PR #1726, opened 2022-11-22
Implement readSaveDetails, readScenarioOptions

duncanspumpkin:
Wip

### DIFF
--- a/src/OpenLoco/src/S5/S5.cpp
+++ b/src/OpenLoco/src/S5/S5.cpp
@@ -42,7 +42,6 @@ namespace OpenLoco::S5
     static loco_global<GameState, 0x00525E18> _gameState;
     static loco_global<Options, 0x009C8714> _activeOptions;
     static loco_global<Header, 0x009CCA34> _header;
-    static loco_global<Options, 0x009CCA54> _previewOptions;
     static loco_global<char[512], 0x0112CE04> _savePath;
     static loco_global<uint8_t, 0x00508F1A> _gameSpeed;
     static loco_global<uint8_t, 0x0050C197> _loadErrorCode;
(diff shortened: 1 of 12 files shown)


src/OpenLoco/src/S5/S5.cpp
```diff
@@ -722,19 +722,54 @@ namespace OpenLoco::S5
         }
     }
 
+    // 0x00442403
+    std::unique_ptr<SaveDetails> peakSaveDetails(const fs::path& path)
```
AaronVanGeffen, line 726:
```suggestion
    std::unique_ptr<SaveDetails> peekSaveDetails(const fs::path& path)
```

duncanspumpkin:
Do we think peek is a good name for this. It was a bit of a place holder.

AaronVanGeffen:
I'd be fine with the names as-is, but @ZehMatt is right in that peeking is normally taken to mean reading ahead while not changing the referring file pointer. If that isn't the case here, perhaps we should change the names as suggested.

IntelOrca:
I agree, peek would usually take a stream (and read something, but preserving the current position of the stream afterwards). Since you are taking a path and creating a file stream, you are just plain out reading data from a file and closing it.

src/OpenLoco/src/S5/S5.h
```diff
@@ -7,6 +7,7 @@
 #include "ScenarioObjective.h"
 #include <cstdint>
 #include <memory>
+#include <optional>
```
AaronVanGeffen, line 10: Is this used? I only see `std::unique_ptr` as a new type in the diff.

duncanspumpkin: no, good point.

PR #1728, opened 2022-11-28
Implement loading and creating the scenario index

duncanspumpkin:
~~WiP~~

### DIFF
--- a/src/OpenLoco/src/ScenarioManager.cpp
+++ b/src/OpenLoco/src/ScenarioManager.cpp
@@ -1,18 +1,53 @@
 #include "ScenarioManager.h"
 #include "CompanyManager.h"
+#include "EditorController.h"
+#include "Environment.h"
 #include "GameState.h"
 #include "Interop/Interop.hpp"
+#include "Localisation/StringIds.h"
+#include "Localisation/StringManager.h"
+#include "Objects/ObjectManager.h"
+#include "Objects/ScenarioTextObject.h"
+#include "OpenLoco.h"
+#include "S5/S5.h"
+#include "SceneManager.h"
+#include "Ui.h"
+#include <OpenLoco/Utility/Stream.hpp>
+#include <fstream>
 
 using namespace OpenLoco::Interop;
 
 namespace OpenLoco::ScenarioManager
 {
+#pragma pack(push, 1)
+    struct ScenarioFolderState
+    {
+        uint32_t numFiles = 0;
+        uint64_t totalFileSize = 0;
+        constexpr bool operator==(const ScenarioFolderState& rhs) const
+        {
+            return ((numFiles & 0xFFFFFF) == (rhs.numFiles & 0xFFFFFF)) && (totalFileSize == rhs.totalFileSize);
+        }
+        constexpr bool operator!=(const ScenarioFolderState& rhs) const
+        {
+            return !(*this == rhs);
+        }
+    };
+    static_assert(sizeof(ScenarioFolderState) == 0xC);
+    struct ScoreHeader
+    {
+        ScenarioFolderState state;
+        uint32_t numScenarios; // Note this is a subset of state.numFiles
+    };
+    static_assert(sizeof(ScoreHeader) == 0x10);
+#pragma pack(pop)
+
     loco_global<ScenarioIndexEntry*, 0x0050AE8C> _scenarioList;
-    loco_global<int32_t, 0x0050AEA0> _scenarioCount;
+    loco_global<ScoreHeader, 0x0050AE04> _scenarioHeader;
 
     bool hasScenariosForCategory(uint8_t category)
     {
-        for (auto i = 0; i < _scenarioCount; i++)
+        for (uint32_t i = 0; i < _scenarioHeader->numScenarios; i++)
         {
             ScenarioIndexEntry& entry = _scenarioList[i];
             if (!entry.hasFlag(ScenarioIndexFlags::flag_0))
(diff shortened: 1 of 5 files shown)


duncanspumpkin:
Note to self: change memory alloc to num files and not num scenarios as then it saves reallocation.

src/OpenLoco/src/ScenarioManager.cpp
```diff
@@ -79,12 +116,273 @@ namespace OpenLoco::ScenarioManager
...
+                ScenarioIndexEntry& entry = _scenarioList[foundId];
+
+                if (std::strcmp(entry.filename, u8FileName.c_str()) == 0)
+                {
+                    entryFound = true;
+                    break;
+                }
+            }
+
+            const auto options = S5::peekScenarioOptions(file.path());
```
AaronVanGeffen, line 303: Now `readScenarioOptions`, right?

AaronVanGeffen (changes requested):
~Loading the scenario index on this PR loses the high score saved while testing #1731.~

False alarm.

AaronVanGeffen (commented):
(1) Scenarios without an associated STEX-object do not show the scenario name properly: (Basic 'Unnamed' scenarios saved through the scenario editor.)
UnnamedDFDKFJD

(2) Files that do not end in an .SC5 extension, but just happen to be in the scenarios folder, are indexed. I think we should add a file extension check. (I renamed a few files to `.SC5_` and was surprised to find them indexed, still.)

(3) Incidentally, deleting a few scenarios does not trigger a rebuild of the index. It seems this is not the case on `master` either, though. I suppose that's something we added in OpenRCT2, then?

src/OpenLoco/src/ScenarioManager.cpp
```diff
@@ -286,6 +287,10 @@ namespace OpenLoco::ScenarioManager
             {
                 continue;
             }
+            if (!Utility::iequals(file.path().extension().u8string(), ".sc5"))
```
AaronVanGeffen, line 290:
```suggestion
            if (!Utility::iequals(file.path().extension().u8string(), S5::extensionSC5))
```

duncanspumpkin:
> 1. Scenarios without an associated STEX-object do not show the scenario name properly: (Basic 'Unnamed' scenarios saved through the scenario editor.)
>    UnnamedDFDKFJD
> 2. Files that do not end in an .SC5 extension, but just happen to be in the scenarios folder, are indexed. I think we should add a file extension check. (I renamed a few files to `.SC5_` and was surprised to find them indexed, still.)
> 3. Incidentally, deleting a few scenarios does not trigger a rebuild of the index. It seems this is not the case on `master` either, though. I suppose that's something we added in OpenRCT2, then?

1. Fixed i think.
2. Now added.
3. That is correct it is meant to save the information even if deleted.

duncanspumpkin:
> > ```
> > 1. Fixed i think.
> > 
> > 2. Now added.
> > ```
> 
> Thanks, the changes look good.
> 
> > ```
> > 3. That is correct it is meant to save the information even if deleted.
> > ```
> 
> Save the information, yes, but the deleted scenarios still show up in the New Game screen, triggering a fatal error when clicked. This isn't ideal -- but won't realistically happen often, I suppose.
> 
> I'd like to test this some more before reviewing.

I've looked into it and that is how it works. If you delete the scenario it keeps the score but marks the entry as no longer valid for showing on the menu screen.

AaronVanGeffen:
Confirmed that non-STEX scenarios are now displaying properly, and and non-SC5 files are now no longer indexed. Thanks.

> I've looked into it and that is how it works. If you delete the scenario it keeps the score but marks the entry as no longer valid for showing on the menu screen.

Yeah, that much sounds good. It's just that deleting or adding a scenario outside of the game (e.g. terminal, file manager) does _not_ trigger an update of the index the next time the game starts. If I go back to b255a210 (v22.11-2) the index _does_ appear to be updated on launch.

AaronVanGeffen:
> If a file is deleted outside of the game from terminal it correctly identifies the change on next load of the game. It doesn't detect deletions whilst the game is open though.

That's good, but strangely enough that's not what's happening on my end. Somehow, restarting the game wasn't enough for it to rebuild the index.

I'll test again tomorrow.

AaronVanGeffen:
Okay, here's what I did:

- Launch OpenLoco (c7ad0bc9)
- Observe that 'Weatherworld' is in the 'Beginner' tab
- Click the scenario; new game loads successfully
- Quit OpenLoco
- Rename `Weatherworld.SC5` to `Weatherworld.SC5__`
- Relaunch the game
- Observe that 'Weatherworld' is still present in the 'Beginner' tab
- Click the scenario; fatal error as the scenario is absent

I'll have to debug some more later. Got to dash now, but for now I'd say hold off from merging this for the upcoming release.

duncanspumpkin:
Renaming but not modifying the content doesn't invalidate the folder state. So that's about the one thing this doesn't expect. We can add that to the state but it is a change from vanilla and would be slightly annoying to handle atm as folder state is a loco mem global variable.

AaronVanGeffen:
Strange that this doesn't invalidate the folder state, but admittedly I've not looked into how the state is computed. Regardless, if this is expected behaviour, I withdraw my objection. 

Perhaps we can tackle this again when we add support for several scenario folders (e.g. Locomotion's and any custom scenarios in an OpenLoco folder).

AaronVanGeffen (approved):

PR #1733, opened 2022-12-12
Object ImageTable Load

duncanspumpkin:


src/OpenLoco/src/Objects/InterfaceSkinObject.cpp
```diff
@@ -2,17 +2,20 @@
...
     // 0x0043C82D
-    void InterfaceSkinObject::load(const LoadedObjectHandle& handle, stdx::span<std::byte> data)
+    void InterfaceSkinObject::load(const LoadedObjectHandle& handle, stdx::span<const std::byte> data)
     {
-        Interop::registers regs;
-        regs.esi = Interop::X86Pointer(this);
-        regs.ebx = handle.id;
-        regs.ecx = enumValue(handle.type);
-        Interop::call(0x0043C82D, regs);
+        auto remainingData = data.subspan(sizeof(InterfaceSkinObject));
```
duncanspumpkin, line 13: consider reverting for now. Need to sort out dependent objects vector.

src/OpenLoco/src/Objects/AirportObject.cpp
```diff
@@ -38,7 +38,7 @@ namespace OpenLoco
     }
 
     // 0x00490CAF
-    void AirportObject::load(const LoadedObjectHandle& handle, stdx::span<const std::byte> data)
+    void AirportObject::load(const LoadedObjectHandle& handle, stdx::span<const std::byte> data, ObjectManager::DependentObjects*)
```
AaronVanGeffen, line 41: Not wild about adding the `ObjectManager::DependentObjects` parameter... But I suppose there is no avoiding it at this stage. Could put all three parameters into a session struct of sorts, perhaps, but I'm not sure that would be much nicer. Any thoughts?

duncanspumpkin: I thought of an alternative idea which is we get the dependent objects as a completely separate function. But can't do that whilst there are hooks in play.

duncanspumpkin: I thought of an alternative idea which is we get the dependent objects as a completely separate function. But can't do that whilst there are hooks in play.

src/OpenLoco/src/Objects/ObjectManager.h
```diff
@@ -145,6 +145,12 @@ namespace OpenLoco::ObjectManager
         ObjectHeader problemObject;
     };
 
+    struct DependentObjects
+    {
+        std::vector<ObjectHeader> required;
+        std::vector<ObjectHeader> willLoad;
```
AaronVanGeffen, line 151: What's the difference between these two?

duncanspumpkin: The will load is for regions. It will load all the objects in that vector. I'm not sure why they need to be separated. I guess you can select a region but then deselect some parts of it.

duncanspumpkin:
> Let me try to summarise, just for clarity... If I understand the changes in this PR correctly, the only objects that can have dependent objects are:
> 
> * Building objects
> * Industry objects
> * Land objects
> * Region objects
> * Steam objects
> * Track objects
> * Vehicle objects
> 
> These object types get a `DependentObjects` struct passed as a parameter to their respective `load` functions, and populate it with a list of objects they require (indeed, depend on).
> 
> The other object types get a `DependentObjects` struct passed as a parameter to their respective `load` functions, but do not use or indeed populate it.
> 
> Is the above correct?

Yes. And the dependent object is only ever populated/used when creating the index. All other times it will use the information in the index for this.

AaronVanGeffen:
> And the dependent object is only ever populated/used when creating the index. All other times it will use the information in the index for this.

Ah, thanks for the explanation. So it's a bit of a waste to copy the info every time the load function is invoked, then, right. Let's refactor this when these routines are no longer hooked, then.

AaronVanGeffen (approved):
Object loading and index creation looks to be working properly.

PR #1734, opened 2022-12-13
Optionally disable town growth

AaronVanGeffen:
This adds the option to disable town renewal/expansion/growth, intended as a QoL feature for sandbox players.

- [x] Currently depends on/contains #1736, which should be reviewed first.

Screenshot (3)

### DIFF
--- a/src/OpenLoco/src/Town.cpp
+++ b/src/OpenLoco/src/Town.cpp
@@ -1,4 +1,5 @@
 #include "Town.h"
+#include "Config.h"
 #include "Interop/Interop.hpp"
 #include "Localisation/StringIds.h"
 #include "OpenLoco.h"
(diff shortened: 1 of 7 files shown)


src/OpenLoco/src/Town.cpp
```diff
@@ -25,6 +26,9 @@ namespace OpenLoco
     {
         recalculateSize();
 
+        if (Config::get().townGrowthDisabled)
```
duncanspumpkin, line 29: have you done checks to make sure this is purely grow after this point?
————
▶ _Exercise_:
Review the preceding data and report every line that includes the string "meant".

▶ _Completed task_:
3. That is correct it is meant to save the information even if deleted.
> > 3. That is correct it is meant to save the information even if deleted.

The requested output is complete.